Cardtronics Raises $75M, Nixes IPO

Cardtronics Group Inc. knows how to dispense cash, and it knows how to raise money, too. The Houston-based company, which provides ATM machines and other credit and debit card services, last week raised $75 million from TA Associates.

The funding deal came less than a week after Cardtronics withdrew registration papers for a proposed $115 million IPO. The company would seem to have all the makings of a good candidate to launch a public offering.

As part of its acquisition strategy, the company has acquired eight ATM networks in recent years. As of a year ago, the company owned more than 12,000 of the cash machines, up from about 3,300 three years prior. Then, in June of 2004, Cardtronics announced it would acquire the ATM business of E-Trade Access Inc. in a $106 million deal that more than doubled the number of cash machines in the Cardtronics network to about 25,000.

Cardtronics says its sales grew from $45 million in 2001 to $195 million last year. The company’s path to an IPO was delayed by its E-Trade acquisition.
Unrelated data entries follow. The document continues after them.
PR #439, opened 2016-07-26
[WIP] Revise "Running YANK" documentation

jchodera:
@andrrizzi: I've taken a pass through the `Running YANK` section, but I realize that I am not entirely sure how we currently support some of the tasks described there with the YAML input.

Questions:
* How do we currently specify that we want to run with MPI?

It may also be that the cash from TA Associates – which had approached Cardtronics three years ago with an offer to invest – was too good to pass up.

For a company like Cardtronics to decide to go back to the private equity market rather than go public should not come as a surprise, says John Fitzgibbon, an analyst with online IPO reporting firm IPO Desktop. Going back to private equity reduces risk and allows for a stronger IPO in the future, he says.
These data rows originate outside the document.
PR #442, opened 2016-07-26
Fix bug that prevents Yank to run on multiple GPUs with MPI

andrrizzi:
I'm still working on a second problem that showed up and I want to verify, but after I have corrected it, we should probably make a new release.

### DIFF
--- a/Yank/analyze.py
+++ b/Yank/analyze.py
@@ -532,7 +532,7 @@ def analyze(source_directory):
 
     # Print energies
     logger.info("")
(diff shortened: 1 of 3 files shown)


andrrizzi:
I've opened a new issue #443 describing the problem I found. There's also another issue with resuming introduced with the fully interacting state that I need to fix, but I think I already know where is the problem there.

andrrizzi:
Merging this. I'll solve the problem in #443 in another PR.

“With VCs, you know what you got,” Fitzgibbon says. “Raising capital is the higher priority. With the $75 million you’ll have a stronger company to go public at a later time.”

Cardtronics had raised more than $15 million from CapStreet Group in 2001, according to The MoneyTree Survey from PricewaterhouseCoopers, Thomson Venture Economics (publisher of PE Week) and the National Venture Capital Association. CapStreet still owns a stake in the company. CapStreet and TA Associates together own about 70% of Cardtronics.

“The funding deal has all of the benefits of an IPO without any of the downsides involved with going public,” says Michael Wilson, a managing director with TA Associates, who is joining Cardtronics’ board of directors along with fellow TA Managing Director Roger Kafker.

Wilson credits the more stringent requirements of the Sarbanes-Oxley legislation with making private equity more appealing to companies considering going public.

“I’ve had another opportunity recently where the IPO was an option, but the CEO didn’t want to be a public company CEO,” Wilson says. “It definitely tilted the company towards private equity.”